TASK PROMPT:
All of the data that appears below is to be given again precisely as written.

DATASET ENTRIES:
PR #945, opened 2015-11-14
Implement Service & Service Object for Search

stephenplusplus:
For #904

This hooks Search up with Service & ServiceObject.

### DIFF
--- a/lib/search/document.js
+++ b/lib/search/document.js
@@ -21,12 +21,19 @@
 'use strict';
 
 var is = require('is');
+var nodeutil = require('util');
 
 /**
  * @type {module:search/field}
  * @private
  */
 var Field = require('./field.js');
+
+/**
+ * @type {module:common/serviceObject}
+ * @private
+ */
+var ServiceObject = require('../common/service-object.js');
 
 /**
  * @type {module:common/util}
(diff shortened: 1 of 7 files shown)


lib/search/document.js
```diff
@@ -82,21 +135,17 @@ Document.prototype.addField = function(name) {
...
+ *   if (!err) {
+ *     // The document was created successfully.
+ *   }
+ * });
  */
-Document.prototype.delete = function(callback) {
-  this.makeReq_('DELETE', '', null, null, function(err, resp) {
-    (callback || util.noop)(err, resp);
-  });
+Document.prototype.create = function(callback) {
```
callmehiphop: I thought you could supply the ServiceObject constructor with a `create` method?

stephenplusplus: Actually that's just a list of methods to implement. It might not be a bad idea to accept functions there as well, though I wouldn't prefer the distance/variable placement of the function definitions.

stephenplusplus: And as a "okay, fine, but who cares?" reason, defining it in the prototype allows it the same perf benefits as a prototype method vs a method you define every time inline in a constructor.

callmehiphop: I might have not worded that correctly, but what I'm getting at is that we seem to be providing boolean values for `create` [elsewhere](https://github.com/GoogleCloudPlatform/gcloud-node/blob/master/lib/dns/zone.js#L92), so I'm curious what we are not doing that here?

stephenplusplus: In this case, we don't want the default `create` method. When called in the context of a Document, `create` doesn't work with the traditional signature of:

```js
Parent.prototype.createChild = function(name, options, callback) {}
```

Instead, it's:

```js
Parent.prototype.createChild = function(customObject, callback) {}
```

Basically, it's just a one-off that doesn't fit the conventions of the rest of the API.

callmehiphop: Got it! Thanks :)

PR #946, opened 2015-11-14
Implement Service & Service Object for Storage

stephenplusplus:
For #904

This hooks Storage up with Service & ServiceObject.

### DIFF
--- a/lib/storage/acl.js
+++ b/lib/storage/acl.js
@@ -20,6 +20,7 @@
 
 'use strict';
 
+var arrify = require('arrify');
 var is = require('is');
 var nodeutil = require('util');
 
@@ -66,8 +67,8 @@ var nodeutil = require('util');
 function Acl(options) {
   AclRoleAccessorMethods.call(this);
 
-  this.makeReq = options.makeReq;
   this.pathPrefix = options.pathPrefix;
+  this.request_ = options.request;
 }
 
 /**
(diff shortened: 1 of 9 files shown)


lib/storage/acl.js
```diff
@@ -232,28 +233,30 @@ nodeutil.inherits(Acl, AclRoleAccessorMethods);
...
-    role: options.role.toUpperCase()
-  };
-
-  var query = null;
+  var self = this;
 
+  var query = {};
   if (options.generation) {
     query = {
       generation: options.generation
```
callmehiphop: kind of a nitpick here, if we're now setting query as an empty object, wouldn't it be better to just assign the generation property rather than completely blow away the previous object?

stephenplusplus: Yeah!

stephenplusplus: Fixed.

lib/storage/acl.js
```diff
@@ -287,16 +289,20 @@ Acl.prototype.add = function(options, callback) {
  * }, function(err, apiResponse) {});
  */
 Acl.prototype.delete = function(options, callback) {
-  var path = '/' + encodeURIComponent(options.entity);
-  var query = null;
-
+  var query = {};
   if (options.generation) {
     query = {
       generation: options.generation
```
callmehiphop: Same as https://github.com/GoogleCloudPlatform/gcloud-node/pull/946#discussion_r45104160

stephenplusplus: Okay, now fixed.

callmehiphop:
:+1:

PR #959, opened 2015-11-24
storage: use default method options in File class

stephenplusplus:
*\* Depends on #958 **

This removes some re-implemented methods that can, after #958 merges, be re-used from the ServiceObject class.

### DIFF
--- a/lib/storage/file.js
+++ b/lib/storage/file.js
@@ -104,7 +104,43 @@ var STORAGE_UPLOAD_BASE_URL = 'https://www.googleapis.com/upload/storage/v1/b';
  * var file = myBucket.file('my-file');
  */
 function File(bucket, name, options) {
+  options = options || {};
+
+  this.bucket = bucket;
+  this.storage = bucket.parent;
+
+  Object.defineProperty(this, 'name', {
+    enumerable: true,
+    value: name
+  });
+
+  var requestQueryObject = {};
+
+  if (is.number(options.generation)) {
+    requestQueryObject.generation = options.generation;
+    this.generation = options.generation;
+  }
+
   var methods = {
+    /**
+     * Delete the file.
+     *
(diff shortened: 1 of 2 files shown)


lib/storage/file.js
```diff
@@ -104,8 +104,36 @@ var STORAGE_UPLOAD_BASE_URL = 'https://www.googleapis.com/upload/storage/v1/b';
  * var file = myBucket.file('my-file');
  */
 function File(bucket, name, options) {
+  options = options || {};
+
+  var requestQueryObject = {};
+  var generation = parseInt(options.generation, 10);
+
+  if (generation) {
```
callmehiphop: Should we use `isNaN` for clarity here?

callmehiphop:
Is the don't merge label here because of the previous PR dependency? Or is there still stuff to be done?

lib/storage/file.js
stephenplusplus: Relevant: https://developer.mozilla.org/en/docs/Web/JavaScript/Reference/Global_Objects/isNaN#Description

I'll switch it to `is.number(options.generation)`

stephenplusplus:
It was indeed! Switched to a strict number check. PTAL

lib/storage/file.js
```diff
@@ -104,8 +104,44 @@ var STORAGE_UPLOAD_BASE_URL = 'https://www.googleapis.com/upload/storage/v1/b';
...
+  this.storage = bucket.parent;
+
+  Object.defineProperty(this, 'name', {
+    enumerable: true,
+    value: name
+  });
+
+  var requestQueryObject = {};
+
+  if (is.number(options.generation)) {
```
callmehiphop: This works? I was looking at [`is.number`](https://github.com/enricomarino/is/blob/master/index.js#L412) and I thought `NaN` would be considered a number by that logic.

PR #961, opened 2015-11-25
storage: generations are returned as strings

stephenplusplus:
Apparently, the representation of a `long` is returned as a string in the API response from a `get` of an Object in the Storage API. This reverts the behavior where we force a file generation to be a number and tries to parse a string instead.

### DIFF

EXERCISE ANSWER:
PR #945, opened 2015-11-14
Implement Service & Service Object for Search

stephenplusplus:
For #904

This hooks Search up with Service & ServiceObject.

### DIFF
--- a/lib/search/document.js
+++ b/lib/search/document.js
@@ -21,12 +21,19 @@
 'use strict';
 
 var is = require('is');
+var nodeutil = require('util');
 
 /**
  * @type {module:search/field}
  * @private
  */
 var Field = require('./field.js');
+
+/**
+ * @type {module:common/serviceObject}
+ * @private
+ */
+var ServiceObject = require('../common/service-object.js');
 
 /**
  * @type {module:common/util}
(diff shortened: 1 of 7 files shown)


lib/search/document.js
```diff
@@ -82,21 +135,17 @@ Document.prototype.addField = function(name) {
...
+ *   if (!err) {
+ *     // The document was created successfully.
+ *   }
+ * });
  */
-Document.prototype.delete = function(callback) {
-  this.makeReq_('DELETE', '', null, null, function(err, resp) {
-    (callback || util.noop)(err, resp);
-  });
+Document.prototype.create = function(callback) {
```
callmehiphop: I thought you could supply the ServiceObject constructor with a `create` method?

stephenplusplus: Actually that's just a list of methods to implement. It might not be a bad idea to accept functions there as well, though I wouldn't prefer the distance/variable placement of the function definitions.

stephenplusplus: And as a "okay, fine, but who cares?" reason, defining it in the prototype allows it the same perf benefits as a prototype method vs a method you define every time inline in a constructor.

callmehiphop: I might have not worded that correctly, but what I'm getting at is that we seem to be providing boolean values for `create` [elsewhere](https://github.com/GoogleCloudPlatform/gcloud-node/blob/master/lib/dns/zone.js#L92), so I'm curious what we are not doing that here?

stephenplusplus: In this case, we don't want the default `create` method. When called in the context of a Document, `create` doesn't work with the traditional signature of:

```js
Parent.prototype.createChild = function(name, options, callback) {}
```

Instead, it's:

```js
Parent.prototype.createChild = function(customObject, callback) {}
```

Basically, it's just a one-off that doesn't fit the conventions of the rest of the API.

callmehiphop: Got it! Thanks :)

PR #946, opened 2015-11-14
Implement Service & Service Object for Storage

stephenplusplus:
For #904

This hooks Storage up with Service & ServiceObject.

### DIFF
--- a/lib/storage/acl.js
+++ b/lib/storage/acl.js
@@ -20,6 +20,7 @@
 
 'use strict';
 
+var arrify = require('arrify');
 var is = require('is');
 var nodeutil = require('util');
 
@@ -66,8 +67,8 @@ var nodeutil = require('util');
 function Acl(options) {
   AclRoleAccessorMethods.call(this);
 
-  this.makeReq = options.makeReq;
   this.pathPrefix = options.pathPrefix;
+  this.request_ = options.request;
 }
 
 /**
(diff shortened: 1 of 9 files shown)


lib/storage/acl.js
```diff
@@ -232,28 +233,30 @@ nodeutil.inherits(Acl, AclRoleAccessorMethods);
...
-    role: options.role.toUpperCase()
-  };
-
-  var query = null;
+  var self = this;
 
+  var query = {};
   if (options.generation) {
     query = {
       generation: options.generation
```
callmehiphop: kind of a nitpick here, if we're now setting query as an empty object, wouldn't it be better to just assign the generation property rather than completely blow away the previous object?

stephenplusplus: Yeah!

stephenplusplus: Fixed.

lib/storage/acl.js
```diff
@@ -287,16 +289,20 @@ Acl.prototype.add = function(options, callback) {
  * }, function(err, apiResponse) {});
  */
 Acl.prototype.delete = function(options, callback) {
-  var path = '/' + encodeURIComponent(options.entity);
-  var query = null;
-
+  var query = {};
   if (options.generation) {
     query = {
       generation: options.generation
```
callmehiphop: Same as https://github.com/GoogleCloudPlatform/gcloud-node/pull/946#discussion_r45104160

stephenplusplus: Okay, now fixed.

callmehiphop:
:+1:

PR #959, opened 2015-11-24
storage: use default method options in File class

stephenplusplus:
*\* Depends on #958 **

This removes some re-implemented methods that can, after #958 merges, be re-used from the ServiceObject class.

### DIFF
--- a/lib/storage/file.js
+++ b/lib/storage/file.js
@@ -104,7 +104,43 @@ var STORAGE_UPLOAD_BASE_URL = 'https://www.googleapis.com/upload/storage/v1/b';
  * var file = myBucket.file('my-file');
  */
 function File(bucket, name, options) {
+  options = options || {};
+
+  this.bucket = bucket;
+  this.storage = bucket.parent;
+
+  Object.defineProperty(this, 'name', {
+    enumerable: true,
+    value: name
+  });
+
+  var requestQueryObject = {};
+
+  if (is.number(options.generation)) {
+    requestQueryObject.generation = options.generation;
+    this.generation = options.generation;
+  }
+
   var methods = {
+    /**
+     * Delete the file.
+     *
(diff shortened: 1 of 2 files shown)


lib/storage/file.js
```diff
@@ -104,8 +104,36 @@ var STORAGE_UPLOAD_BASE_URL = 'https://www.googleapis.com/upload/storage/v1/b';
  * var file = myBucket.file('my-file');
  */
 function File(bucket, name, options) {
+  options = options || {};
+
+  var requestQueryObject = {};
+  var generation = parseInt(options.generation, 10);
+
+  if (generation) {
```
callmehiphop: Should we use `isNaN` for clarity here?

callmehiphop:
Is the don't merge label here because of the previous PR dependency? Or is there still stuff to be done?

lib/storage/file.js
stephenplusplus: Relevant: https://developer.mozilla.org/en/docs/Web/JavaScript/Reference/Global_Objects/isNaN#Description

I'll switch it to `is.number(options.generation)`

stephenplusplus:
It was indeed! Switched to a strict number check. PTAL

lib/storage/file.js
```diff
@@ -104,8 +104,44 @@ var STORAGE_UPLOAD_BASE_URL = 'https://www.googleapis.com/upload/storage/v1/b';
...
+  this.storage = bucket.parent;
+
+  Object.defineProperty(this, 'name', {
+    enumerable: true,
+    value: name
+  });
+
+  var requestQueryObject = {};
+
+  if (is.number(options.generation)) {
```
callmehiphop: This works? I was looking at [`is.number`](https://github.com/enricomarino/is/blob/master/index.js#L412) and I thought `NaN` would be considered a number by that logic.

PR #961, opened 2015-11-25
storage: generations are returned as strings

stephenplusplus:
Apparently, the representation of a `long` is returned as a string in the API response from a `get` of an Object in the Storage API. This reverts the behavior where we force a file generation to be a number and tries to parse a string instead.

### DIFF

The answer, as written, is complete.